Now: this isn't the whole story. Poverty is a complex beast, and it has more causes than a dearth of human capital: systematic racism, classism, sexism, and so on. But human capital explains a crucial part of what holds some people back (and allows others to leap ahead).

The wonderful thing, of course, is that schools do provide human capital: reading, writing, math, and so on. The terrible thing is that they seem to not do it particularly well.

Take reading. Diane McGuinness unpacks a research finding, in Why Our Children Can't Read (And What We Can Do about It)

about 17 percent of working adults, thirty-three million people, are both well educated and sufficiently literate to work effectively in a complex technological world. We are dooming the vast majority of Americans to be second-class citizens. 

And E.D. Hirsch writes, in The Knowledge Deficit:

Reading proficiency… is rightly called "the new civil rights frontier."

There's a defensiveness that can pop up when people criticize schools. To be clear, I'm not criticizing public schools in particular: it's been demonstrated that private schools don't do a much better job.

There's also a defensiveness that can pop up when people suggest that people in poverty lack skills — the idea can appear to people as "blaming the victim." But does anyone really want to argue that children born into intergenerational poverty wouldn't benefit from reading much better, from excelling at math and science and computer programming and everything else?

A new kind of schooling can deliver human capital. Heck, we can develop superpowers — recall that this is Big Goal Number Two of our school! And we can do so without stirring up the ire of the political Left and Right, the way ideologically-charge interventions do.

We can empower people — especially marginalized populations. We can help people read well, write well, and think well. And by doing so, we can help mend the world. 

Charles Wheelan again, citing Marvin Zonis:

Complexity will be the hallmark of our age. The demand everywhere will be for ever higher levels of human capital. The countries that get that right, the companies that understand how to mobilize and apply that human capital, and the schools that produce it… will be the big winners of our age.

I'm not concerned with our schools being "winners" of our age. I'm obsessed with cultivating children and adolescents who have the capacity to win for themselves, and for others.

And we can do this.

Route #3: Expanding understanding?

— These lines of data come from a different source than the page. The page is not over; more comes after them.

PR #5755, opened 2022-08-12
[Error] [lang] Add error when breaking/continuing a static for inside non-static if

### LINKED ISSUE #5729: condition statements in static loop fails silently
**Version**
`taichi-nightly 1.0.5.post20220810`

**Describe the bug**
A clear and concise description of what the bug is, ideally within 20 words.
```py
import taichi as ti

@ti.func
def test_static_loop():
    for i in ti.static(range(5)):
        x = 0.1
        if x == 0.0:
            print("consition statement")
            break
        print("after condition")

@ti.kernel
def test_kernel():
    test_static_loop()

ti.init(arch=ti.cuda)

test_kernel()

```

Expected behavior:
Prints 5 `after condition` or raises an error.

Actual behavior:
Print nothing and fails silently.

lin-hitonami:
Related issue = fixes #5729 
Added `nearest_non_static_if` to the loop attribute. The `NonStaticIfGuard` maintains the `nearest_non_static_if` of the current loop.

For this kernel:
```
import taichi as ti

@ti.kernel
def test_static_loop():
    for i in ti.static(range(5)):
        x = 0.1
        if x == 0.0:
            print("consition statement")
            break
        print("after condition")

ti.init(arch=ti.cuda)

test_static_loop()
```

The error is like:
```
[Taichi] version 1.1.1, llvm 10.0.0, commit 6f9f5549, linux, python 3.10.4
  File "/home/hitonami/test/test.py", line 14, in <module>
    test_static_loop()
  File "/home/hitonami/taichi/python/taichi/lang/kernel_impl.py", line 924, in wrapped
taichi.lang.exception.TaichiSyntaxError: 
On line 9 of file "/home/hitonami/test/test.py", in test_static_loop:
            break
            ^^^^^
On line 7 of file "/home/hitonami/test/test.py", in test_static_loop:
        if x == 0.0:
           ^^^^^^^^
You are trying to `break` a static `for` loop, but the `break` statement is inside a non-static `if`. 
```


lin-hitonami:
I don't think there are any cases anyone should break/continue a static for loop inside non-static, so I made it an error.
Is this error message OK?

PR #5766, opened 2022-08-15
[doc] Fix docs and docs sidebar conflict issue

rexwangcc:
Related issue = #

- [x] Fix the issue that docs sidebar cannot expand when folder and doc have the exact same name, by explicitly giving the folder a id.


rexwangcc:
Close since we have switched to use `slug`.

Oh yes.

There's one more route, I think, that a new kind of school can take to helping mend the world: expanding comprehension about how the world really works.

On this blog, I've been concentrating on describing our vision for elementary school, because that's what we'll be opening with in 2016. Our high school program is a decade out — we'll be growing the school organically with our opening classes of kids.

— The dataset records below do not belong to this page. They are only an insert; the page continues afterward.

Issue #5728, opened 2022-08-11
Support shift ptr in dynamic index for autodiff


erizmr:
The IR `shift ptr` related to dynamic index should be supported in current autodiff.

erizmr:
Fixed by #5770

PR #5770, opened 2022-08-15
[autodiff] Support shift ptr in dynamic index

erizmr:
Related issue = #5728

### DIFF
--- a/tests/python/test_ad_dynamic_index.py
+++ b/tests/python/test_ad_dynamic_index.py
@@ -1,0 +1,28 @@
+import taichi as ti
+from tests import test_utils
+
+
+@test_utils.test(require=ti.extension.dynamic_index,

But boy, am I excited to be starting a high school.

I'm a high school teacher, and I love my job precisely because I get to spend my days peeking into how the world hangs together. A stranger, looking over a list of the social science courses I teach, might be confused —

  • Moral Economics
  • Evil
  • Happiness
  • Philosophical Worldviews
  • World Religions
  • Political Ideologies
  • The Next 50 Years
  • Ancient History
  • Moral Controversies in American History

The thing that connects them is my obsession with how society works. Why can we explore space but still have poverty? Why do some people behave horrifically to others? What is the good life? How do ideas drive society? Where is technology taking us? Where do we come from? And so on.

Many students don't get the opportunity to deliberate on these compelling questions in school. Most schools aren't designed to reflect on issues like these every single day. Most schools aren't designed to help students ask probing questions, identify and overcome their biases, and develop hard-won wisdom.

Ours can be! (In fact, this is our school's Big Idea Number Three.)

The thing to keep in mind is that mending the world is possible. We know that, because we've seen it.

Steven Pinker's recent book on how some things (especially rates of violence) really have been getting better — The Better Angels of Our Nature — helped convince me of this. From that he wrote a short essay, "A Two-Minute Case for Optimism," that appeared on (and I love this) Chipolte bags. The essay concludes:

“Better” does not mean “perfect.” Too many people still live in misery and die prematurely, and new challenges, such as climate change, confront us. But measuring the progress we’ve made in the past emboldens us to strive for more in the future. Problems that look hopeless may not be; human ingenuity can chip away at them. We will never have a perfect world, but it’s not romantic or naïve to work toward a better one.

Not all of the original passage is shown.